PR #541, opened 2022-06-21
channels with dots in their name cause a crash in indexing

### LINKED ISSUE #540: Channel name with dot causes crash
Currently, when creating a channel with a dot inside (`my.channel`), then there is a crash in the indexing task.

```py
File "/env/lib/python3.8/site-packages/quetz/main.py", line 726, in post_channel
indexing.update_indexes(dao, pkgstore, new_channel.name)
File "/env/lib/python3.8/site-packages/quetz/tasks/indexing.py", line 256, in update_indexes
to_upload = open(path, 'rb')
IsADirectoryError: [Errno 21] Is a directory: '/tmp/tmp7w_5j_c7/my.channel'
```

The cause is that the indexing globs `*.*` and then catches the directory as well: https://github.com/mamba-org/quetz/blob/d63e2f155aa75dfe852b70674b01ab7732d234c2/quetz/tasks/indexing.py#L254

I am unsure about the fix.. limiting the iteration to the channel itself seems to be over-limiting, maybe the task is being used on a collection of channels at once? if not we could just skip non-files?

gabm:
Solution: skip non-files

fixes #540

### DIFF
--- a/quetz/tasks/indexing.py
+++ b/quetz/tasks/indexing.py
@@ -252,6 +252,9 @@ def update_indexes(dao, pkgstore, channel_name, subdirs=None):
     tmp_suffix = uuid.uuid4().hex
     after_upload_move = []
     for path in tempdir_path.rglob('*.*'):
+        # check whether the path is an actual file. this fixes https://github.com/mamba-org/quetz/issues/540
+        if not path.is_file():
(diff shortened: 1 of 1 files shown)


wolfv:
Thanks!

### Prompt
In the listing above, find each line where "files" occurs and copy it.

### Output of the task
I am unsure about the fix.. limiting the iteration to the channel itself seems to be over-limiting, maybe the task is being used on a collection of channels at once? if not we could just skip non-files?
Solution: skip non-files
(diff shortened: 1 of 1 files shown)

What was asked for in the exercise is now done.